Clerk who espoused election fraud conspiracies announces bid to be top state elections official

An embattled Colorado county clerk who was prohibited from overseeing the 2021 general election announced on Monday that she is running to be the state's top elections official.

Mesa County Clerk Tina Peters, a Republican, has been a proponent of unfounded claims of widespread election fraud and has been investigated for an alleged security breach involving voting equipment in her office.

"Colorado deserves a secretary of state who will stand up to the Biden administration that wants to run our country into the ground with nationalized elections," Peters said on former Trump strategist Steve Bannon's podcast Monday.

FILE - Booking photo of Mesa County clerk Tina Peters on Thursday, Feb. 10, 2022, in Grand Junction, Colo.  Mesa County Sheriff's Department via AP, File

Peters has not yet responded to a request for an interview. 

President Joe Biden won Colorado by 13.5 points during the 2020 election. 

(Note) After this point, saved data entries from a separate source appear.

PR #5167, opened 2025-01-14
feat: Add logging to agents

ameten:
### Description

Add logging to agents
* When an agent start
* When cursor indexing task is exiting
* When cursor sync method is exiting

### Related issues

- Contributes into https://github.com/hyperlane-xyz/hyperlane-monorepo/issues/5098

### Backward compatibility

Yes

### Testing

E2E tests

### DIFF
--- a/rust/main/agents/relayer/src/main.rs
+++ b/rust/main/agents/relayer/src/main.rs
@@ -18,7 +18,9 @@ mod memory_profiler;
 
 #[tokio::main(flavor = "multi_thread", worker_threads = 20)]
 async fn main() -> Result<()> {
+    // Logging is not initialised at this point, so, using `println!`
     println!("Relayer starting up...");
+
     let agent_main_fut = agent_main::<Relayer>();
 
     #[cfg(feature = "memory-profiling")]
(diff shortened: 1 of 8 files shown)


rust/main/agents/relayer/src/main.rs
```diff
@@ -18,6 +18,7 @@ mod memory_profiler;
 
 #[tokio::main(flavor = "multi_thread", worker_threads = 20)]
 async fn main() -> Result<()> {
+    println!("Relayer starting up...");
```
tkporter, line 21: is this before tracing is available? same goes for all the println usage throughout this PR

rust/main/hyperlane-base/src/contract_sync/mod.rs
```diff
@@ -108,6 +109,11 @@ where
                     .await;
             }
         }
+
+        // Although the above loop should never end (unless by panicking),
+        // we put log here to make sure that we see when this method returns normally.
```
tkporter, line 114: so this is if we ever change this function such that the loop ever exits, then we have this log?

tkporter (approved):

rust/main/agents/relayer/src/main.rs
ameten: It is correct. Tracing is not initialised at this point. So, using `println!`. I added a comment.

rust/main/hyperlane-base/src/contract_sync/mod.rs
ameten: This log is added out of desperation why task stopped making any progress. Presumably, compiler should optimise it out, but just in case there is a weird exit from the loop (which is not a panic), we may see this log.

PR #5168, opened 2025-01-14
fix: allow CI to clone any registry commit

paulbalaji:
### Description

try cloning registry from commit that's already merged


.registryrc
```diff
@@ -1 +1 @@
-9d7868fa55b97d610c9c1916d22d71d3e67b5aa8
+da7e33fa395e497c154c6904fa79c91b7b963954
```
```suggestion
9d7868fa55b97d610c9c1916d22d71d3e67b5aa8
```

A Colorado judge ruled in October that Peters was "untruthful" with the secretary of state's office when she allowed someone who was not a county employee to have access to a secure area and make copies of a hard drive before a software update. After that update, confidential passwords were made public on a social media website. 

Peters said in a statement to The Washington Post after that ruling that the lawsuit was a "power grab" that was meant to be a "warning to all other potential whistleblowers." 

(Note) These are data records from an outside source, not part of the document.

PR #5181, opened 2025-01-15
feat: Add contract sync liveness metrics

ameten:
### Description

Add contract sync liveness metrics

### Related issues

- Contributes into https://github.com/hyperlane-xyz/hyperlane-monorepo/issues/5098

### Backward compatibility

Yes

### Testing

E2E testing in CI

### DIFF
--- a/rust/main/hyperlane-base/src/contract_sync/mod.rs
+++ b/rust/main/hyperlane-base/src/contract_sync/mod.rs
@@ -98,8 +98,13 @@ where
             .metrics
             .stored_events
             .with_label_values(&[label, chain_name]);
+        let iteration_metric = self
+            .metrics
+            .iterations
+            .with_label_values(&[label, chain_name]);
 
         loop {
+            iteration_metric.inc();
             if let Some(rx) = opts.tx_id_receiver.as_mut() {
                 self.fetch_logs_from_receiver(rx, &stored_logs_metric).await;
             }
--- a/rust/main/hyperlane-base/src/contract_sync/mod.rs
+++ b/rust/main/hyperlane-base/src/contract_sync/mod.rs
@@ -1,5 +1,6 @@
 use std::{
     collections::HashSet, fmt::Debug, hash::Hash, marker::PhantomData, sync::Arc, time::Duration,
+    time::UNIX_EPOCH,
 };
 
 use axum::async_trait;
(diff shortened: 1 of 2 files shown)


rust/main/hyperlane-base/src/contract_sync/mod.rs
```diff
@@ -98,8 +98,13 @@ where
             .metrics
             .stored_events
             .with_label_values(&[label, chain_name]);
+        let iteration_metric = self
+            .metrics
+            .iterations
+            .with_label_values(&[label, chain_name]);
 
         loop {
+            iteration_metric.inc();
```
daniel-savu, line 107: over a long enough time window, this metric will overflow right? Since there are way more loops than new blocks or messages. If we just want to make sure the loop is alive we can just alternative between two values (like `true` and `false`) and liveness would be lost when no more state alternations are happening

ameten: I suppose this metric is incremented every time when there are messages in internal channel (receiver) and there are new blocks to index (cursor). Otherwise, there is a 5 seconds sleep period which should prevent this metric to grow very quickly.

If the frequency of this metric to overflow, we should be fine.

Regarding the alternating metric, presumably, we can end up in a situation when this metrics will seemly stay constant if Prometheus is not scraping metrics frequently enough. Effectively, this metric will alternate between two values, but Prometheus will scrape only rare entries of it.

daniel-savu: > I suppose this metric is incremented every time when there are messages in internal channel (receiver) and there are new blocks to index (cursor). Otherwise, there is a 5 seconds sleep period which should prevent this metric to grow very quickly.
If the frequency of this metric to overflow, we should be fine.

fair, could be useful to mention some of this in a comment

> Regarding the alternating metric, presumably, we can end up in a situation when this metrics will seemly stay constant if Prometheus is not scraping metrics frequently enough. Effectively, this metric will alternate between two values, but Prometheus will scrape only rare entries of it.

that's also true, I guess another solution would be to set the unix timestamp as the metric to follow (`last_tick_timestamp`). Happy to go with whatever you think is easier to understand

ameten: Timestamp makes sense here. Great point, Daniel!

rust/main/hyperlane-base/src/contract_sync/mod.rs
```diff
@@ -120,6 +126,15 @@ where
         info!(chain = chain_name, label, "contract sync loop exit");
     }
 
+    fn update_liveness_metric(liveness_metric: &GenericGauge<AtomicI64>) {
+        liveness_metric.set(
+            UNIX_EPOCH
+                .elapsed()
+                .map(|d| d.as_millis() as i64)
```
daniel-savu, line 133: since this metric is only expected to be updated every secs, it's probably safer to use `d.as_secs()` instead (millis returns u256, whereas secs returns a [u64](https://doc.rust-lang.org/std/time/struct.Duration.html#method.as_secs))

ameten: Ok.

daniel-savu (approved):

Last month, Colorado's Democratic Secretary of State Jena Griswold filed a lawsuit seeking to bar Peters from overseeing the 2022 elections after Peters failed to certify that she'd comply with election security protocols.  

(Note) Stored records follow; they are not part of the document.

Issue #5060, opened 2024-12-20
bug: Operation status labels are reset across relayer restarts


daniel-savu:
## Problem

**Is your feature request related to a problem? Please describe.**

The relayer has an enum of possible statuses a pending operation (i.e. pending message) can have [here](https://github.com/hyperlane-xyz/hyperlane-monorepo/blob/12b0e28b6f5528c13cd3b8d26c1f6df595fb0af3/rust/main/hyperlane-core/src/traits/pending_operation.rs#L169). New statuses are assigned based on where a message is in its submission lifecycle. For instance, all messages are created with a `FirstPrepareAttempt` status, then if metadata is fetched successfully (e.g. validator signatures for the multisig ISM) the message's status is updated to `ReadyToSubmit` [here](https://github.com/hyperlane-xyz/hyperlane-monorepo/blob/143b46e4705387799e791bf7849486f78cfba169/rust/main/agents/relayer/src/msg/op_submitter.rs#L282), then if the transaction on the destination chain is successfully dispatched the status is updated to `Confirm(SubmittedBySelf)` [here](https://github.com/hyperlane-xyz/hyperlane-monorepo/blob/143b46e4705387799e791bf7849486f78cfba169/rust/main/agents/relayer/src/msg/op_submitter.rs#L608), and after the message is finalized on the destination it is removed from in-memory queues.

This status is also persisted to the local db when it is updated so upon restarting all old messages should be loaded into the prep queue with their old statuses (such as `Retry(GasPaymentNotFound)`).

The problem is that relayer restarts causes all old messages to be loaded into the prep queue with a `FirstPrepareAttempt` status, as can be observed below for `celo`. The red colour chunk is always reset upon restart (you may even need to zoom in to see it), although all of those messages showing up as green have been attempted before.

<img width="1126" alt="Screenshot 2024-12-20 at 13 40 21" src="https://github.com/user-attachments/assets/514a3b31-dc84-40c7-9109-8914ebe88c98" />

https://abacusworks.grafana.net/goto/8cJ2XfIHg?orgId=1

## Solution

Statuses should stay consistent across restarts by storing and retrieving them from the local db. Understand and fix why this is not the case

kamiyaa:
Discussed this with @daniel-savu 

Takeaways:
 - potentially add method to `State` to return a list of Validator tasks to be dropped
 - need to find a way to drop relayer task without dropping its tmpdir
[...]

PR #5182, opened 2025-01-15
feat: attempt to fetch operation status in database upon relayer restart

kamiyaa:
### Description

 - Add logic to retrieve message status from db before defaulting to `PendingOperationStatus::FirstPrepareAttempt`.
 - Add e2e tests to restart relayer and check message statuses were successfully read from db

### Drive-by changes

 - add `impl Default` to MerkleTreeBuilder to satisfy `clippy`

### Related issues

- Fixes https://github.com/hyperlane-xyz/hyperlane-monorepo/issues/5060

### Backward compatibility

Yes

### Testing

 - Add e2e tests to restart relayer and check message statuses were successfully read from db


rust/main/agents/relayer/src/msg/pending_message.rs
```diff
@@ -510,13 +510,20 @@ impl PendingMessage {
...
-            message,
-            ctx,
-            // Since we don't persist the message status for now, assume it's the first attempt
-            PendingOperationStatus::FirstPrepareAttempt,
-            app_context,
-        );
+        // Attempt to fetch status about message from database
+        let mut pm = match ctx.origin_db.retrieve_status_by_message_id(&message.id()) {
+            Ok(Some(status)) => {
+                tracing::debug!(?status, "Message status retrieved from db");
```
ameten, line 516: Let's have a or corresponding message for the case when we could not retrieve status.

rust/main/agents/relayer/src/msg/pending_message.rs
```diff
@@ -510,13 +510,20 @@ impl PendingMessage {
...
     ) -> Self {
-        let mut pm = Self::new(
-            message,
-            ctx,
-            // Since we don't persist the message status for now, assume it's the first attempt
-            PendingOperationStatus::FirstPrepareAttempt,
-            app_context,
-        );
+        // Attempt to fetch status about message from database
+        let mut pm = match ctx.origin_db.retrieve_status_by_message_id(&message.id()) {
```
ameten, line 514: I wonder if it worth to refactor this method: retrieve all the required bits of data from database and construct the instance of `PendingMessage` at the end?

rust/main/utils/run-locally/src/main.rs
```diff
@@ -539,10 +476,115 @@ fn main() -> ExitCode {
...
+    let relayer_logfile = File::open(log_file_path).unwrap();
+
+    const RETRIEVED_MESSGE_LOG: &str = "Message status retrieved from db";
+    let invariant_logs = &[RETRIEVED_MESSGE_LOG];
+
+    log!("Checking message statuses were retrieved from logs...");
+    let log_counts = get_matching_lines(&relayer_logfile, invariant_logs);
+    assert_eq!(
+        log_counts.get(RETRIEVED_MESSGE_LOG),
+        Some(&ZERO_MERKLE_INSERTION_KATHY_MESSAGES)
```
daniel-savu, line 582: if the message status is retrieved but it's not the expected one, this check would still pass. We should specifically makes sure that the found logs are `CouldNotFetchMetadata` ones

rust/main/utils/run-locally/src/main.rs
```diff
@@ -536,13 +474,151 @@ fn main() -> ExitCode {
...
+    state.push_agent(relayer_env.spawn("RLY", Some(&AGENT_LOGGING_DIR)));
+}
+
+fn message_retrieval_invariants_met() -> eyre::Result<bool> {
+    let log_file_path = AGENT_LOGGING_DIR.join("RLY-output.log");
+    let relayer_logfile = File::open(log_file_path).unwrap();
+
+    log!("Checking message statuses were retrieved from logs...");
+
+    const RETRIEVED_MESSGE_LOG: &str = "Message status retrieved from db";
```
tkporter, line 596: if we use this in e2e can you put this const in the relayer and we import from it? that way we're less likely to accidentally break e2e if we change a log line. iirc we can import from the relayer crate in here

tkporter: also nit typo `RETRIEVED_MESSGE_LOG` -> `RETRIEVED_MESSAGE_LOG`

rust/main/utils/run-locally/src/main.rs
```diff
@@ -536,13 +474,151 @@ fn main() -> ExitCode {
...
+            // string parse for id and remove duplicates by collecting
+            // into a hashset
+            s.rsplit_once("id\u{1b}[0m\u{1b}[2m=\u{1b}[0m\"")
+                .and_then(|(_, s2)| s2.split_once("\""))
+                .map(|(id, _)| id)
+        })
+        .collect();
+
+    let no_metadata_message_count = no_metadata_message_ids.len();
+    if no_metadata_message_count < ZERO_MERKLE_INSERTION_KATHY_MESSAGES as usize {
```
tkporter, line 612: it wasn't obvious to me why we expected to have `CouldNotFetchMetadata` messages in this test even after `termination_invariants_met` until I read the code and realized it's because of these messages that we don't insert into the merkle tree. Could you make sure we have a comment somewhere (preferably where `message_retrieval_invariants_met` is called) that describes what's going on in this test and why it works?

rust/main/agents/relayer/src/msg/pending_message.rs
```diff
@@ -510,27 +510,39 @@ impl PendingMessage {
...
-            // Since we don't persist the message status for now, assume it's the first attempt
-            PendingOperationStatus::FirstPrepareAttempt,
-            app_context,
-        );
-        match pm
-            .ctx
+        // Attempt to fetch status about message from database
+        let message_status = match ctx.origin_db.retrieve_status_by_message_id(&message.id()) {
+            Ok(Some(status)) => {
+                tracing::debug!(
```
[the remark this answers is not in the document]
tkporter: I understand this is used by e2e though - so I guess either make e2e use trace logging instead of debug, or maybe we can have the log severity feature gated or something. But definitely would prefer to not have this logged upon startup with typical `debug` operations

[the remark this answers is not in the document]
kamiyaa: I think what we can do is use `EnvFilter`
https://docs.rs/tracing-subscriber/latest/tracing_subscriber/filter/struct.EnvFilter.html

Then in production we have `RUST_LOG=debug` and then for e2e, we can have `RUST_LOG=trace`
and then change this log message to `trace!()`.

What do you think?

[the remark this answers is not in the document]
daniel-savu: I think easiest is to gate the `debug` with the `test-utils` feature, it was created for this specific reason. I'm concerned about the size of logs getting out of hand if we switch to `trace` level in e2e, given we already have >10k logs being generated each time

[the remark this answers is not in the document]
kamiyaa: If we don't want our agents to be too noisy (in e2e or prod) we can have custom filters set up for dependencies.
This way, we only show errors from dependencies, but show debug/trace for our own crates/packages.

```rust
    let trace_filter = filter::Targets::new()
        .with_target("alloy_rpc_client", Level::ERROR)
        .with_target("alloy_transport_http", Level::ERROR)
        .with_target("ethers_providers", Level::ERROR)
        .with_target("hyper", Level::ERROR)
        .with_target("reqwest", Level::ERROR)
        .with_target("rustls", Level::ERROR)
        .with_target("sqlx", Level::ERROR)
        .with_default(Level::DEBUG);

    tracing_subscriber::registry()
        .with(trace_filter);
```

rust/main/utils/run-locally/src/utils.rs
```diff
@@ -134,3 +134,15 @@ pub fn get_matching_lines(file: &File, search_strings: &[&str]) -> HashMap<Strin
...
+    let reader = io::BufReader::new(file);
+    let mut lines = reader.lines();
+    let mut matched_lines = Vec::new();
+    while let Some(Ok(line)) = lines.next() {
+        if line.contains(search_string) {
+            matched_lines.push(line);
+        }
+    }
+    matched_lines
+}
```
daniel-savu, line 148: see my other comment first, since I think we don't need this function

the opening of the file, iteration and matching of a predicate is common to both this function and `get_matching_lines`, so we should reuse it as much as possible. You can refactor such that the generic logic works like a `fold`, and the arguments it takes are the initial value and the accumulation closure (exactly like `fold` does).

rust/main/utils/run-locally/src/main.rs
```diff
@@ -536,13 +474,151 @@ fn main() -> ExitCode {
...
+        .iter()
+        .filter(|s| s.contains("CouldNotFetchMetadata"))
+        .filter_map(|s| {
+            // string parse for id and remove duplicates by collecting
+            // into a hashset
+            s.rsplit_once("id\u{1b}[0m\u{1b}[2m=\u{1b}[0m\"")
+                .and_then(|(_, s2)| s2.split_once("\""))
+                .map(|(id, _)| id)
+        })
+        .collect();
```
daniel-savu, line 609: I think the only thing needed from here is the log count, and for that we can use a refactored version of `get_matching_lines` that takes a Vec<Vec<String>> which requires lines to match 1 or more strings at the same time. Given that, we can likely remove `get_matched_lines`. That would make the utility reusable for many other future checks as well

rust/main/utils/run-locally/src/utils.rs
kamiyaa: yeah, that makes sense :+1:

rust/main/agents/relayer/src/msg/pending_message.rs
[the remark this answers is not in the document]
daniel-savu: tracing already doesn't include dependencies - we have a special verbosity filter called `dependecyTrace` for that. Let's go with the feature gating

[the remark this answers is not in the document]
kamiyaa: okay :+1:

rust/main/utils/run-locally/src/utils.rs
```diff
@@ -119,30 +118,24 @@ pub fn stop_child(child: &mut Child) {
     };
 }
 
-pub fn get_matching_lines(file: &File, search_strings: &[&str]) -> HashMap<String, u32> {
+pub fn get_matching_lines(file: &File, search_strings: &[Vec<String>]) -> Vec<u32> {
```
daniel-savu, line 121: hmm I think if you use `Vec<&str>` you can actually use it as a hashmap key, which would avoid the hardcoding array indices. The indices approach can lead to hard to debug errors later and isn't very easy to reason about at first glance
```suggestion
pub fn get_matching_lines<'a>(
    file: &File,
    search_strings: Vec<Vec<&'a str>>,
) -> HashMap<Vec<&'a str>, u32> {
```

and then in other places like `relayer_restart_invariants_met` you can call as e.g.
```rust
let line_filters = vec![RETRIEVED_MESSAGE_LOG, "CouldNotFetchMetadata"];
...
let matched_logs = get_matching_lines(&relayer_logfile, vec![line_filters.clone()]);

let no_metadata_message_count = matched_logs.get(&line_filters).unwrap().clone();
```

rust/main/utils/run-locally/src/main.rs
```diff
@@ -435,7 +436,7 @@ fn main() -> ExitCode {
     let mut failure_occurred = false;
     let starting_relayer_balance: f64 = agent_balance_sum(9092).unwrap();
 
-    while !SHUTDOWN.load(Ordering::Relaxed) {
+    'main_loop: while !SHUTDOWN.load(Ordering::Relaxed) {
```
daniel-savu, line 439: if you need to use labels, it's a strong indication the code reached a complexity where it needs to be refactored quite a bit

you can use that fact that once `termination_invariants_met` is true, the relayer can be restarted before killing the other processes

hoping lines 439-505 can be simplified quite a lot

rust/main/utils/run-locally/src/utils.rs
kamiyaa: ah good idea!

rust/main/utils/run-locally/src/main.rs
kamiyaa: Simplified lines 439-505 a bit :+1:

rust/main/utils/run-locally/src/main.rs
```diff
@@ -520,29 +459,178 @@ fn main() -> ExitCode {
...
+            if relayer_restart_invariants_met().unwrap_or(false) {
+                // end condition reached successfully
+                break;
+            } else if (Instant::now() - loop_start).as_secs() > config.ci_mode_timeout {
+                // we ran out of time
+                log!("CI timeout reached before relayer restart invariants were met");
+                failure_occurred = true;
+                break;
             }
         }
```
daniel-savu, line 489: this while loop follows a very similar pattern to the one above and could be refactored

kamiyaa: Refactored into function `wait_for_condition`

tkporter (commented):
enjoying the cleanup around run-locally :)

rust/main/agents/relayer/src/msg/pending_message.rs
```diff
@@ -510,27 +512,42 @@ impl PendingMessage {
...
-            PendingOperationStatus::FirstPrepareAttempt,
-            app_context,
-        );
-        match pm
-            .ctx
+        // Attempt to fetch status about message from database
+        let message_status = match ctx.origin_db.retrieve_status_by_message_id(&message.id()) {
+            Ok(Some(status)) => {
+                #[cfg(feature = "test-utils")]
+                tracing::debug!(
```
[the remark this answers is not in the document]
kamiyaa: yeah sure, we can add trace.

rust/main/utils/run-locally/src/main.rs
```diff
@@ -491,68 +429,220 @@ fn main() -> ExitCode {
...
-                break;
-            } else if (Instant::now() - loop_start).as_secs() > config.ci_mode_timeout {
-                // we ran out of time
-                log!("CI timeout reached before queues emptied");
-                failure_occurred = true;
-                break;
-            }
-        }
 
-        // verify long-running tasks are still running
```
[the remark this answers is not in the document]
kamiyaa: Added as a param

rust/main/utils/run-locally/src/main.rs
```diff
@@ -510,49 +450,217 @@ fn main() -> ExitCode {
...
-                    log!(
-                        "Child process {} exited unexpectedly, with code {}. Shutting down",
-                        name,
-                        status.code().unwrap()
-                    );
-                    failure_occurred = true;
-                    SHUTDOWN.store(true, Ordering::Relaxed);
-                    break;
+        },
+        || {
```
tkporter, line 454: should we also have this for the restart invariant condition too?

rust/main/utils/run-locally/src/main.rs
```diff
@@ -510,49 +450,224 @@ fn main() -> ExitCode {
...
+            // end condition reached successfully
+            break;
+        }
+        if check_ci_timed_out(config.ci_mode_timeout, start_time) {
+            // we ran out of time
+            log!("CI timeout reached before invariants were met");
+            return false;
+        }
+        if shutdown_criteria_fn() {
+            return false;
```
tkporter, line 637: can you still do the `SHUTDOWN.store(true, Ordering::relaxed)` here? there may be some things running concurrently that would need to be indicated to shut down as well

rust/main/utils/run-locally/src/main.rs
```diff
@@ -510,49 +450,224 @@ fn main() -> ExitCode {
...
+    true
+}
+
+/// check if CI has timed out based on config
+fn check_ci_timed_out(timeout_secs: u64, start_time: Instant) -> bool {
+    (Instant::now() - start_time).as_secs() > timeout_secs
+}
+
+/// verify long-running tasks are still running
+fn long_running_processes_live_check(state: &mut State) -> bool {
```
tkporter, line 649: nit: imo just reading this signature I'd think that returning true means that things are live and are ok, but it's the opposite, can you rename accordingly?

tkporter (approved):

rust/main/utils/run-locally/src/main.rs
kamiyaa: Would be kind of hard because both `wait_for_condition` depends on this `SHUTDOWN`.
If we did the SHUTDOWN here, then we need to reset it for the second `wait_for_condition`.
So you would need to do `Ctrl+C` twice to cancel the e2e locally.

rust/main/utils/run-locally/src/main.rs
kamiyaa: Yep :+1:

rust/main/utils/run-locally/src/main.rs
tkporter: Imo a `shutdown_criteria_fn` being true should mean that the test essentially skips everything else, but does what it needs to gracefully shut down things. I think just adding a `SHUTDOWN.store(true, Ordering::relaxed)` would do this-- if we hit this for the first time we call `wait_for_condition`, we get back `test_passed` as false, and we end the test early with this
```
if !test_passed {
  log!("Failure occurred during E2E");
  return report_test_result(test_passed);
}
```

Which is the behavior we want imo

kamiyaa: ah I see

tkporter (approved):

"They are coming after me because I am standing in their way: of truth, transparency and elections held closest to the people," Peters told Bannon. 

Peters was arrested last week after police were investigating an alleged illegal recording of a court hearing on her iPad. She told Bannon that she still has bruises on her arm "where they mishandled me."

"Tina Peters is unfit to be Secretary of State and a danger to Colorado elections," Griswold said in a statement. "She works with election deniers, spreads lies about elections, was removed from overseeing the 2021 Mesa County election, and is under criminal investigation by a grand jury."

Peters spoke last year at an event organized by MyPillow CEO Mike Lindell, who has promoted unfounded election conspiracy theories. Peters left the state for a period of time in August, according to The Denver Post

There are several candidates in other states - including Arizona, Georgia, Michigan and Nevada - running for secretary of state who have also questioned whether President Biden won the 2020 election. 

Three other Republicans are also running for the chance to take on Griswold in the general election. The candidates will square off in the state's primary on June 28.

Secretary-of-state races are receiving extra attention ahead of the 2022 midterms. According to the Brennan Center, contributions to candidates for secretary of state in battleground states are three times higher than they were at this point of the 2018 cycle and about eight times higher than in 2014.